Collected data
* * * * *

PR #653, opened 2020-10-21
feat(object): add support for exporting endpoint url

remyleone:


kindermoumoute (approved):
LGTM

scaleway/resource_object_bucket.go
```diff
@@ -131,6 +136,8 @@ func resourceScalewayObjectBucketRead(d *schema.ResourceData, m interface{}) err
 
 	_ = d.Set("tags", flattenObjectBucketTags(tagsSet))
 
+	_ = d.Set("endpoint", fmt.Sprintf("https://%s.s3.%s.scw.cloud", bucketName, region))
```
jerome-quere, line 139: I think this string is already present somewhere else. Maybe it should be an helper function

remyleone: https://github.com/scaleway/terraform-provider-scaleway/pull/658

PR #658, opened 2020-10-23
chore(object): create an helper function for endpoint url

remyleone:


scaleway/helpers_object.go
```diff
@@ -92,3 +94,7 @@ func expandObjectBucketTags(tags interface{}) []*s3.Tag {
 
 	return tagsSet
 }
+
+func endpointURL(bucketName string, region scw.Region) string {
```
QuentinBrosse, line 98: Maybe rename it `objectEndpointURL` as it is shared in the whole `scaleway` package?

QuentinBrosse (changes requested):

QuentinBrosse (approved):
LGTM

PR #666, opened 2020-10-30
feat(instance): add support for placement_group_id in Read function

remyleone:


scaleway/resource_instance_server.go
```diff
@@ -399,6 +399,7 @@ func resourceScalewayInstanceServerRead(ctx context.Context, d *schema.ResourceD
 	}
 
 	if response.Server.PlacementGroup != nil {
+		_ = d.Set("placement_group_id", response.Server.PlacementGroup.ID)
```
jerome-quere, line 402: You should store a localized id

jerome-quere (changes requested):

jerome-quere (approved):

PR #672, opened 2020-11-02
fix(instance): ensure that tags are removed when deleted in tf

remyleone:


remyleone:
https://play.golang.org/p/uA8bWCNiTpR

scaleway/resource_instance_server.go
```diff
@@ -508,6 +508,9 @@ func resourceScalewayInstanceServerUpdate(ctx context.Context, d *schema.Resourc
 
 	if d.HasChange("tags") {
 		tags := expandStrings(d.Get("tags"))
+		if tags == nil {
```
jerome-quere, line 511: func expandStrings(data interface{}) []string {
	if data == nil {
		return []string{}
	}
	stringSlice := []string{}
	for _, s := range data.([]interface{}) {
		stringSlice = append(stringSlice, s.(string))
	}
	return stringSlice
}

jerome-quere (changes requested):

jerome-quere (approved):

PR #680, opened 2020-11-04
chore(account): refactor data ressource workflow

remyleone:


scaleway/data_source_account_ssh_key.go
```diff
@@ -11,35 +11,26 @@ import (
...
 
 func dataSourceScalewayAccountSSHKey() *schema.Resource {
+	dsSchema := datasourceSchemaFromResourceSchema(resourceScalewayAccountSSKKey().Schema)
+	addOptionalFieldsToSchema(dsSchema, "name")
+
+	dsSchema["name"].ConflictsWith = []string{"ssh_key_id"}
+	dsSchema["ssh_key_id"] = &schema.Schema{
+		Type:         schema.TypeString,
+		Optional:     true,
+		Computed:     true,
```
jerome-quere, line 21: Should not be marked as computed

scaleway/data_source_account_ssh_key.go
```diff
@@ -11,35 +11,26 @@ import (
...
+		Description:  "The ID of the SSH key",
+		ValidateFunc: validationUUIDorUUIDWithLocality(),
```
jerome-quere, line 23: ssh-key are never localized

jerome-quere (changes requested):
view comments

remyleone:
@jerome-quere do you see other resources that should be normalized?

jerome-quere (approved):

PR #681, opened 2020-11-04
fix(instance): handle root volume with no size as default

remyleone:


jerome-quere (commented):
You can have a look at the create server in the CLI IIRC we have the same kind of fix

scaleway/helpers_instance.go
```diff
@@ -159,3 +160,72 @@ func reachState(ctx context.Context, instanceAPI *instance.API, zone scw.Zone, s
...
+
+		max := humanize.Bytes(uint64(volumeConstraint.MaxSize))
+		return fmt.Errorf("%s total local volume size must be between %s and %s", commercialType, min, max)
+	}
+
+	return nil
+}
+
+// sanitizeVolumeMap removes extra data for API validation.
+func sanitizeVolumeMap(serverName string, volumes map[string]*instance.VolumeTemplate) map[string]*instance.VolumeTemplate {
```
jerome-quere, line 214: Why do we need this ? 
Can we construct the struct correclty in the first place ?

scaleway/resource_instance_server.go
```diff
@@ -284,16 +284,43 @@ func resourceScalewayInstanceServerCreate(ctx context.Context, d *schema.Resourc
...
+	if serverType != nil {
+		// We had a local root volume if it is not already present
+		if rootVolume := req.Volumes["0"]; rootVolume == nil {
+			req.Volumes["0"] = &instance.VolumeTemplate{
+				Name:       newRandomName("vol"),
+				VolumeType: instance.VolumeVolumeTypeLSSD,
+				Size:       serverType.VolumesConstraint.MinSize,
+			}
+		}
+	}
```
jerome-quere, line 297: Should this be in an else of the if just above ?

scaleway/resource_instance_server_test.go
```diff
@@ -863,3 +863,35 @@ func TestAccScalewayInstanceServer_AlterTags(t *testing.T) {
...
+		Steps: []resource.TestStep{
+			{
+				Config: `
+					resource "scaleway_instance_volume" "data" {
+						size_in_gb = 100
+						type = "b_ssd"
+					}
+
+					resource "scaleway_instance_server" "main" {
+						type = "DEV1-L"
```
jerome-quere, line 883: DEV1-L Are longer to shutdown for test maybe prefer a DEV1-S

jerome-quere (changes requested):

scaleway/helpers_instance.go
remyleone: I added documentation to this function. I want to
1. Remain consistent with what is done in the CLI 
2. It allows us to manage multiple cases of entries and multiple validations in a single place. At least the advantage is that if their constraints change we have a specific place or apply the cleaning functions that depend on several different constraints (image specified or not, volume already existing or not).

scaleway/resource_instance_server.go
remyleone: `serverType` should be defined outside anyway because of the `validateLocalVolumeSizes` that come later that requires it.

jerome-quere (approved):

PR #691, opened 2020-11-12
fix(baremetal): fix baremetal test

remyleone:
Tries to fix this: https://github.com/scaleway/terraform-provider-scaleway/runs/1387987910?check_suite_focus=true#step:4:1776


scaleway/resource_baremetal_server_test.go
```diff
@@ -53,6 +53,14 @@ func TestAccScalewayBaremetalServer_Basic(t *testing.T) {
 		ProviderFactories: tt.ProviderFactories,
 		CheckDestroy:      testAccCheckScalewayBaremetalServerDestroy(tt),
 		Steps: []resource.TestStep{
+			{
```
jerome-quere, line 56: Why do we need to add a step ?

* * * * *

[Your task]
Gather each line in the data that holds the string "dsSchema".

[Your solution]
+	dsSchema := datasourceSchemaFromResourceSchema(resourceScalewayAccountSSKKey().Schema)
+	addOptionalFieldsToSchema(dsSchema, "name")
+	dsSchema["name"].ConflictsWith = []string{"ssh_key_id"}
+	dsSchema["ssh_key_id"] = &schema.Schema{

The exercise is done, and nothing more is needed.